Health CO-OPs: Driving Choices Up, Costs Down for Small Businesses
Terry Gardiner
Original statement issued on February 21, 2012:
Small businesses in eight states received good news today with the announcement that organizations in their state will be receiving funds to help create new consumer-run health insurance plans that will lower their costs and increase their insurance choices.
These new plans, called Consumer Oriented and Operated Plans, will bring nonprofit insurers to the healthcare market, promoting competition that helps control the price of coverage. Created by the Affordable Care Act, nonprofit CO-OPs are required to use their profits to lower premiums, improve quality and expand benefits or enrollment.
CO-OPs can choose to offer plans through new competitive marketplaces—called health insurance exchanges—that are required to be running in all states by Jan. 1, 2014. Our national opinion polling found one-third of small employers who currently do not offer insurance would be more likely to do so because of the exchanges.

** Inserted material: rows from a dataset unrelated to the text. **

PR #226, opened 2015-04-03
Implement networking API

simon816:
This implements the network channel API.
It piggy-backs off the network system provided by FML by using `FMLEventChannel`s

### DIFF
--- a/src/main/java/org/spongepowered/mod/SpongeMod.java
+++ b/src/main/java/org/spongepowered/mod/SpongeMod.java
@@ -171,6 +171,8 @@ public class SpongeMod extends DummyModContainer implements PluginContainer {
             // Add the SyncScheduler as a listener for ServerTickEvents
             FMLCommonHandler.instance().bus().register(this);
 
+            FMLCommonHandler.instance().bus().register(this.game.getChannelRegistrar());
+
             if (event.getSide().isServer()) {
                 SpongeHooks.enableThreadContentionMonitoring();
             }
--- a/src/main/java/org/spongepowered/mod/SpongeModGame.java
+++ b/src/main/java/org/spongepowered/mod/SpongeModGame.java
@@ -30,13 +30,14 @@ import net.minecraftforge.fml.common.FMLCommonHandler;
 import org.spongepowered.api.GameRegistry;
 import org.spongepowered.api.GameState;
 import org.spongepowered.api.Platform;
-import org.spongepowered.api.network.ChannelRegistrar;
 import org.spongepowered.api.plugin.PluginManager;
 import org.spongepowered.api.service.ServiceManager;
 import org.spongepowered.api.service.event.EventManager;
 import org.spongepowered.api.util.annotation.NonnullByDefault;
 import org.spongepowered.api.world.TeleportHelper;
 import org.spongepowered.common.SpongeGame;
+import org.spongepowered.common.network.SpongeNetworkManager;
+import org.spongepowered.mod.network.SpongeModNetworkManager;
 
 import java.io.File;
 
@@ -49,6 +50,8 @@ public final class SpongeModGame extends SpongeGame {
             SpongeGame.API_VERSION, SpongeGame.IMPLEMENTATION_VERSION);
 
     private GameState state = GameState.CONSTRUCTION;
+
+    private final SpongeModNetworkManager networkManager = new SpongeModNetworkManager();
 
     @Inject
     public SpongeModGame(PluginManager pluginManager, EventManager eventManager, GameRegistry gameRegistry,
@@ -76,7 +79,7 @@ public final class SpongeModGame extends SpongeGame {
     }
 
     @Override
-    public ChannelRegistrar getChannelRegistrar() {
-        throw new UnsupportedOperationException(); // TODO
+    public SpongeNetworkManager getChannelRegistrar() {
+        return this.networkManager;
     }
 }
--- a/src/main/java/org/spongepowered/mod/interfaces/IMixinNetPlayHandler.java
+++ b/src/main/java/org/spongepowered/mod/interfaces/IMixinNetPlayHandler.java
@@ -1,0 +1,33 @@
+/*
+ * This file is part of Sponge, licensed under the MIT License (MIT).
+ *
+ * Copyright (c) SpongePowered <https://www.spongepowered.org>
+ * Copyright (c) contributors
+ *
+ * Permission is hereby granted, free of charge, to any person obtaining a copy
+ * of this software and associated documentation files (the "Software"), to deal
+ * in the Software without restriction, including without limitation the rights
+ * to use, copy, modify, merge, publish, distribute, sublicense, and/or sell
+ * copies of the Software, and to permit persons to whom the Software is
+ * furnished to do so, subject to the following conditions:
+ *
+ * The above copyright notice and this permission notice shall be included in
+ * all copies or substantial portions of the Software.
+ *
+ * THE SOFTWARE IS PROVIDED "AS IS", WITHOUT WARRANTY OF ANY KIND, EXPRESS OR
+ * IMPLIED, INCLUDING BUT NOT LIMITED TO THE WARRANTIES OF MERCHANTABILITY,
+ * FITNESS FOR A PARTICULAR PURPOSE AND NONINFRINGEMENT. IN NO EVENT SHALL THE
+ * AUTHORS OR COPYRIGHT HOLDERS BE LIABLE FOR ANY CLAIM, DAMAGES OR OTHER
+ * LIABILITY, WHETHER IN AN ACTION OF CONTRACT, TORT OR OTHERWISE, ARISING FROM,
+ * OUT OF OR IN CONNECTION WITH THE SOFTWARE OR THE USE OR OTHER DEALINGS IN
+ * THE SOFTWARE.
+ */
+package org.spongepowered.mod.interfaces;
+
+import java.util.Set;
+
+public interface IMixinNetPlayHandler {
+
+    Set<String> getRegisteredChannels();
+
+}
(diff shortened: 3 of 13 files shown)


Mumfrey:
There doesn't seem to be any implementation of the REGISTER contract in this PR or any connection to FML's mechanism for same.

src/main/java/org/spongepowered/mod/mixin/core/server/MixinMinecraftServer.java
```diff
@@ -225,4 +234,41 @@ public void shutdown(Text kickMessage) {
...
+    public void registerChannel(Object plugin, ChannelListener listener, String channel) throws ChannelRegistrationException {
+        checkNotNull(plugin, "plugin");
+        checkNotNull(listener, "listener");
+        checkNotNull(channel, "channel");
+        checkArgument(SpongeMod.instance.getGame().getPluginManager().fromInstance(plugin).isPresent(),
+                "Provided plugin argument is not a plugin instance");
+        if (IMixinServer.vanillaChannels.contains(channel)) {
+            throw new ChannelRegistrationException("Channel \"" + channel + "\" cannot be registered");
+        }
+        if (this.channelListeners.containsKey(channel)) {
```
Mumfrey: This will prevent multiple plugins listening to the same channel.

src/main/java/org/spongepowered/mod/mixin/core/server/MixinMinecraftServer.java
```diff
@@ -225,4 +234,41 @@ public void shutdown(Text kickMessage) {
...
+            throw new ChannelRegistrationException("Channel \"" + channel + "\" is already registered");
+        }
+        this.channelListeners.put(channel, listener);
+    }
+
+    @Override
+    public List<String> getRegisteredChannels() {
+        return ImmutableList.copyOf(this.channelListeners.keySet());
```
Mumfrey: This will only return plugin-registered channels and won't return channels registered by other consumers.

src/main/java/org/spongepowered/mod/mixin/core/server/MixinMinecraftServer.java
```diff
@@ -225,4 +234,41 @@ public void shutdown(Text kickMessage) {
...
+        checkNotNull(channel, "channel");
+        checkArgument(SpongeMod.instance.getGame().getPluginManager().fromInstance(plugin).isPresent(),
+                "Provided plugin argument is not a plugin instance");
+        if (IMixinServer.vanillaChannels.contains(channel)) {
+            throw new ChannelRegistrationException("Channel \"" + channel + "\" cannot be registered");
+        }
+        if (this.channelListeners.containsKey(channel)) {
+            throw new ChannelRegistrationException("Channel \"" + channel + "\" is already registered");
+        }
+        this.channelListeners.put(channel, listener);
```
Mumfrey: No check for validity of channel name?

Mumfrey: Also no indication that current REGISTER is now out of date and needs to be sent again.

src/main/java/org/spongepowered/mod/mixin/core/server/MixinMinecraftServer.java
simon816: `ChannelRegistrar.registerChannel`
> `@throws ChannelRegistrationException If the channel is already registered`

Mumfrey: Why? That makes no sense.

src/main/java/org/spongepowered/mod/mixin/core/server/MixinNetHandlerPlayServer.java
```diff
@@ -82,4 +93,14 @@ public void sendCustomPayload(Object plugin, String channel, byte[] data) {
         sendPacket(new S3FPacketCustomPayload(channel, new PacketBuffer(Unpooled.wrappedBuffer(data))));
     }
 
+    @Inject(method = "processVanilla250Packet", at = @At(value = "INVOKE", target = "checkThreadAndEnqueue", shift = At.Shift.AFTER),
+            cancellable = true)
+    public void onProcessCustomPacket(C17PacketCustomPayload packetIn, CallbackInfo ci) {
+        if (IMixinServer.vanillaChannels.contains(packetIn.getChannelName())) {
+            return;
+        }
+        ci.cancel();
```
Mumfrey: Whoa there, so what you're saying here is that if a plugin registers an channel then **no other consumers** get to handle it? There is **no way** this is an acceptable behaviour.

src/main/java/org/spongepowered/mod/mixin/core/server/MixinNetHandlerPlayServer.java
```diff
@@ -82,4 +93,14 @@ public void sendCustomPayload(Object plugin, String channel, byte[] data) {
         sendPacket(new S3FPacketCustomPayload(channel, new PacketBuffer(Unpooled.wrappedBuffer(data))));
     }
 
+    @Inject(method = "processVanilla250Packet", at = @At(value = "INVOKE", target = "checkThreadAndEnqueue", shift = At.Shift.AFTER),
```
Mumfrey: This fails build because `checkThreadAndEnqueue` needs to be fully-qualified.

src/main/java/org/spongepowered/mod/mixin/core/server/MixinMinecraftServer.java
simon816: Need to make an issue on the API then. Originally added in https://github.com/SpongePowered/SpongeAPI/pull/363

src/main/java/org/spongepowered/mod/mixin/core/server/MixinNetHandlerPlayServer.java
simon816: Only vanilla channels (`MC|*`) are beyond this point so I thought there's no point letting it continue when it's already checked that the received channel is not vanilla

simon816:
Guess I'll have to see what this `REGISTER` business is all about, didn't see any references to it in vanilla.

src/main/java/org/spongepowered/mod/mixin/core/server/MixinNetHandlerPlayServer.java
Mumfrey: Other things use plugin channels!

Mumfrey:
It's in [the original spec](https://dinnerbone.com/blog/2012/01/13/minecraft-plugin-channels-messaging/), how did you think it was appropriate to implement something if you don't actually understand how it works in the first place?

gabizou:
You're also forgetting a lot of `checkNotNull`s throughout.

src/main/java/org/spongepowered/mod/mixin/core/server/MixinMinecraftServer.java
```diff
@@ -225,4 +234,41 @@ public void shutdown(Text kickMessage) {
...
+    private final Map<String, ChannelListener> channelListeners = new HashMap<String, ChannelListener>();
+
+    @Override
+    public void registerChannel(Object plugin, ChannelListener listener, String channel) throws ChannelRegistrationException {
+        checkNotNull(plugin, "plugin");
+        checkNotNull(listener, "listener");
+        checkNotNull(channel, "channel");
+        checkArgument(SpongeMod.instance.getGame().getPluginManager().fromInstance(plugin).isPresent(),
+                "Provided plugin argument is not a plugin instance");
+        if (IMixinServer.vanillaChannels.contains(channel)) {
```
Mumfrey: Thinking about it, this doesn't make sense either, because it would prevent a plugin from listening to a vanilla channel.

src/main/java/org/spongepowered/mod/mixin/core/server/MixinMinecraftServer.java
Mumfrey: Fixed: SpongePowered/SpongeAPI@b65088cc85ebe6f4a8aa2520476fc8d1ccdde6a8

simon816:
I believe I have fixed the above issues.

src/main/java/org/spongepowered/mod/mixin/core/server/MixinMinecraftServer.java
```diff
@@ -225,4 +231,23 @@ public void shutdown(Text kickMessage) {
 
         initiateShutdown();
     }
+
+    @Override
+    public void registerChannel(Object plugin, ChannelListener listener, String channel) throws ChannelRegistrationException {
+        checkNotNull(plugin, "plugin");
+        checkNotNull(listener, "listener");
+        checkNotNull(channel, "channel");
+        if (channel.length() > 16) {
```
kashike: 20

Mumfrey: Nope, 16 is correct.

src/main/java/org/spongepowered/mod/mixin/core/server/MixinMinecraftServer.java
```diff
@@ -225,4 +231,23 @@ public void shutdown(Text kickMessage) {
 
         initiateShutdown();
     }
+
+    @Override
+    public void registerChannel(Object plugin, ChannelListener listener, String channel) throws ChannelRegistrationException {
+        checkNotNull(plugin, "plugin");
+        checkNotNull(listener, "listener");
+        checkNotNull(channel, "channel");
+        if (channel.length() > 20) {
```
simon816: So is this 16 or 20? I say 20 if vanilla supports it correctly.

simon816:
Updated to move some parts to https://github.com/SpongePowered/SpongeCommon/pull/18

Zidane:
@simon816 

Couple of issues (after messing around in SinglePlayer)

* SpongeRawDataInboundHandler needs to be @ChannelHandler.Sharable
* NetHandlerPlayClient needs to implement PlayerConnection. This in itself is gonna kill this PR right here and now since PlayerConnection requires a Player object to be returned. AbstractClientPlayer does not implement Sponge's Player interface. Due let me know what you come up with to solve this.

simon816:
This PR is finished. If anyone has any comments please say as this will be merged soon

CO-OPs will play a role in creating competition both inside and outside the exchanges, which is why the goal is to establish them in every state.
Small businesses that are struggling with soaring coverage costs and diminished plan choice need financial relief from these burdens. By pursing the establishment of health insurance CO-OPs, states can help bring down those costs for small businesses, better positioning them to grow and hire.